Dynamic Programming Characteristics

Dynamic programming is a way of solving tricky problems by breaking them into smaller pieces and solving each piece just once, saving the answers to avoid doing the same work over and over.

Here are two key things to check if dynamic programming is the right tool for the job:

1. Optimal Substructure:

• The problem should have optimal substructure, meaning the best solution comes from combining optimal solutions to smaller sub-problems.
• Take the Fibonacci series as an example, where the nth number is the sum of the previous two numbers: Fib(n) = Fib(n-1) + Fib(n-2).
• This shows how a problem of size “n” can be broken down into sub-problems of size “n-1” and “n-2,” helping define the base cases of the recursive algorithm (e.g., f(0) = 0, f(1) = 1).

2. Overlapping Subproblems:

• The other essential characteristic is overlapping subproblems, where the same smaller problems occur repeatedly in a recursive manner.
• By recognizing and storing the solutions to these overlapping subproblems, algorithm performance can be significantly improved.
• In the Fibonacci dynamic programming example, the tree representation reveals that sub-problems like fib(4), fib(3), fib(2), etc., appear multiple times.
• Remember, for a problem to be a good fit for dynamic programming, it needs both optimal substructure and overlapping subproblems.

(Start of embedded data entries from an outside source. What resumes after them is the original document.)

PR #2080, opened 2022-09-06
Add flag for disabling link and text dragging

PF4Public:
Implementation of https://github.com/ungoogled-software/ungoogled-chromium/discussions/2055#discussioncomment-3494020 through feature flag thanks to help from @Ahrotahn and @networkException.

This allows selecting text from within a link and also allows starting the selection without clearing the existing one.
[This is a long link, that I'll use for demonstration of what it is. They say a <s>picture</s> video is worth a thousand words](https://github.com/ungoogled-software/ungoogled-chromium/).
And here is some more text for demonstration purposes only :)

With the flag enabled following becomes possible:

https://user-images.githubusercontent.com/10319700/188681263-9bc37892-a980-4cf9-ac66-7f199f43a325.mp4

PS: I also reordered `--force-punycode-hostnames` to be in alphabetical order.

### DIFF
--- a/patches/extra/ungoogled-chromium/add-flag-for-disabling-link-drag.patch
+++ b/patches/extra/ungoogled-chromium/add-flag-for-disabling-link-drag.patch
@@ -1,0 +1,67 @@
+--- a/third_party/blink/common/features.cc
++++ b/third_party/blink/common/features.cc
+@@ -14,6 +14,8 @@
+ 
+ namespace blink {
+ namespace features {
++
++const base::Feature kDisableLinkDrag{"DisableLinkDrag", base::FEATURE_DISABLED_BY_DEFAULT};
+ 
+ // Apply lazy-loading to ad frames which have embeds likely impacting Core Web
+ // Vitals.
+--- a/third_party/blink/public/common/features.h
++++ b/third_party/blink/public/common/features.h
+@@ -16,6 +16,8 @@
+ 
+ namespace blink {
+ namespace features {
++
++BLINK_COMMON_EXPORT extern const base::Feature kDisableLinkDrag;
+ 
+ BLINK_COMMON_EXPORT extern const base::Feature kAutomaticLazyFrameLoadingToAds;
+ BLINK_COMMON_EXPORT extern const base::Feature
+--- a/third_party/blink/renderer/core/input/mouse_event_manager.cc
++++ b/third_party/blink/renderer/core/input/mouse_event_manager.cc
+@@ -687,8 +687,14 @@
+ 
+   bool single_click = event.Event().click_count <= 1;
+ 
++if (base::FeatureList::IsEnabled(features::kDisableLinkDrag)){
++  mouse_down_may_start_drag_ = single_click && !IsSelectionOverLink(event) &&
++                               !IsExtendingSelection(event) &&
++			        !event.GetHitTestResult().IsSelected(event.GetHitTestLocation());
++}else{
+   mouse_down_may_start_drag_ = single_click && !IsSelectionOverLink(event) &&
+                                !IsExtendingSelection(event);
++}
+ 
+   mouse_down_ = event.Event();
+ 
+--- a/third_party/blink/renderer/core/editing/selection_controller.cc
++++ b/third_party/blink/renderer/core/editing/selection_controller.cc
+@@ -1319,9 +1319,13 @@
+ }
+ 
+ bool IsSelectionOverLink(const MouseEventWithHitTestResults& event) {
++if (base::FeatureList::IsEnabled(features::kDisableLinkDrag)){
++  return event.IsOverLink();
++}else{
+   return (event.Event().GetModifiers() & WebInputEvent::Modifiers::kAltKey) !=
+              0 &&
+          event.IsOverLink();
++}
+ }
+ 
+ bool IsUserNodeDraggable(const MouseEventWithHitTestResults& event) {
+--- a/chrome/browser/ungoogled_flag_entries.h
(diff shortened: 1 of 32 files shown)


patches/extra/ungoogled-chromium/add-flag-for-disabling-link-drag.patch
```diff
@@ -0,0 +1,67 @@
...
+ bool IsUserNodeDraggable(const MouseEventWithHitTestResults& event) {
+--- a/chrome/browser/ungoogled_flag_entries.h
++++ b/chrome/browser/ungoogled_flag_entries.h
+@@ -108,4 +108,8 @@
+      "Hide SidePanel Button",
+      "Hides the SidePanel Button.  ungoogled-chromium flag.",
+      kOsDesktop, SINGLE_VALUE_TYPE("hide-sidepanel-button")},
++    {"disable-link-drag",
++     "Disable link drag",
++     "Prevents dragging of links and selected text.  ungoogled-chromium flag.",
```
networkException, line 64: I know its everywhere but is there an actual reason to have two spaces before "ungoogled-chromium flag."?

PF4Public: Hmm, good catch! I didn't even notice that! Perfectionist in me would be definitely willing to replace all double-spaces unless there is a reason for them to be there.

networkException: >Everywhere: Fix formatting issue

*breaks production*

PF4Public: I guess, it would be safe to remove all double-spaces since they are not rendered anyways:
image

tomasz1986: The double space thing comes from typewriters. Some people/organisations still recommend writing that way. There're many articles on this matter if you do a search for "double space after period" (e.g. https://smithsonianmag.com/smart-news/microsoft-word-now-considers-two-spaces-after-period-error-180974754).

PS You've missed a few double spaces in between the actual sentences, so you may want to have another look if you do intend to replace all of them 😉.

PF4Public: Indeed some of the double-spaces come from Chromium source itself. For example [here](https://source.chromium.org/chromium/chromium/src/+/main:chrome/browser/prefetch/prefetch_prefs.h;l=31-38?q=%22%2F%2F+Enum+representing+possible+values+of+the+Preload+Pages+opt-in+state.++Since%22&ss=chromium). Still it is funny, how inconsistent it is: there are two spaces after the first sentence, but single spaces further down along this comment.

> PS You've missed a few double spaces in between the actual sentences, so you may want to have another look if you do intend to replace all of them .

Behold my wrath against multiple-spaces! :D Honestly saying I hate repetitive spaces because that reminds me of the times I had to work with documents whose formatting was done solely by spaces! Wild hatred!
BTW, @tomasz1986 it would be great if you could test this PR.

tomasz1986: > Still it is funny, how inconsistent it is: there are two spaces after the first sentence, but single spaces further down along this comment.

It could be due to different people making changes to the text 😉.

> BTW, @tomasz1986 it would be great if you could test this PR.

I'd love to, but I don't really compile the browser myself 🙁. I've given it a try multiple times, but my hardware isn't really sufficient for it yet.

Ahrotahn: I was taught an oldschool method of typing growing up so I still have have a habit of adding double-spaces after ending sentences.  I probably added that when doing a flag and it got copy/pasted it over to others over time.  I guess those could be considered age markers 😛.

PF4Public: So in the end I hope no one would be against me removing them, right?

jstkdng: are you satoshi nakamoto?

Ahrotahn:
I tested the changes (before the dedoublespacing) and it worked as expected.  The only thing I noticed is that you still have the commandline flag in the docs instead of adding `DisableLinkDrag` in the feature flag section.

patches/extra/ungoogled-chromium/add-flag-for-disabling-link-drag.patch
Ahrotahn: > So in the end I hope no one would be against me removing them, right?

That should be fine!

PF4Public:
> The only thing I noticed is that you still have the commandline flag in the docs instead of adding `DisableLinkDrag` in the feature flag section.

Good point! I'll force-push this whole thing once again and start building again to be sure nothing broke.

Ahrotahn (approved):
That should be fine, having them in separate commits is more important IMO.  

I've tested the new changes and everything looks good to me!

PF4Public:
Ready to merge?

networkException (approved):

PF4Public:
So after some time having this flag enabled it seems to me that some of my clicks get ignored. This never happens without this flag. 

My suspect is that I have a habit of not stopping my mouse specifically for a click, rather continue it to where I need it next and it is probable that on a hidpi screen this amounts to a "selection mode" for a couple of pixels between mouse DOWN and UP, which makes the click event consumed in "selection". Maybe this could be fixed by adding a condition on selection length or click time. 🤔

Dynamic programming, popularly known as DP, is a method of solving problems by breaking them down into simple, overlapping subproblems and then solving each of the subproblems only once, storing the solutions to the subproblems that are solved to avoid redundant computations. This technique is useful for optimization-based problems, where the goal is to find the most optimal solution among all possible set of solutions.